The map is arbitrary, really. Anybody can make a giant picture, throw on some SE4 planet portraits and then draw some lines between them.
The one provided can be considered an example, with harder/easier starts for handicap purposes.
In the game I played, the number of colonies didn't really enter into it anyways. We both got one colony built, and then fought and glassed before any more could be started.
Once we got into the flow of things, there was very little downtime.
While the other guy is pondering his movement, you take a look at your mitt full of components and decide what ships you're going to build.
The administration is mostly "Ok, 10 bucks for my homeworld, 2 for the little colony, and toss back 5 for maintenance. Grab 3 more component cards."

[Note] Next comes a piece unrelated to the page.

PR #8234, opened 2025-01-22
system: upgrade Chart.js to v4.4.1

swhite2:
A couple of known limitations:

- There is a bug in v4 that causes charts to not scale up with a widget being expanded. This commit includes a CSS workaround, however, this causes dead spacing for certain widgets.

Repairs are rare, and a lot of the rest is special case items. Buying mineral miners on the colonies is a quick given as well.
The hidden orders would take a long time to write down and then unveil properly, I think.
Victory conditions were mostly unspecified.
If you lose all your stuff, you're obviously out, but house rules for victory are easily added.
Research might stand to use more items, but too many tech modifiers to the components could get hairy. Its based on AnA; most of the time you don't have the funds to devote to research instead of bolstering your defenses.
A simple modification might be to collect one coin for each research facility, and put it in a special research pool to spend on a roll when you get enough collected.
The damage is fairly simple.
Components are either flipped over (damaged), or removed permanently (destroyed).
We arranged the ships around the planet/sector they were in, and it fits 4 ships fairly easily (components were partly piled to avoid spillage)
More than four ships starts generating combat penalties, so the fleets shouldn't get much bigger.
We also only used one page of ships, since we were tired of cutting, so we were limited to three of any one type of hull and that helped keep the numbers down too
As for construction, we simplified it a tad, by just laying down the components with the hull, since the surprise is minimal, and events during the turn never conspired to require a different design.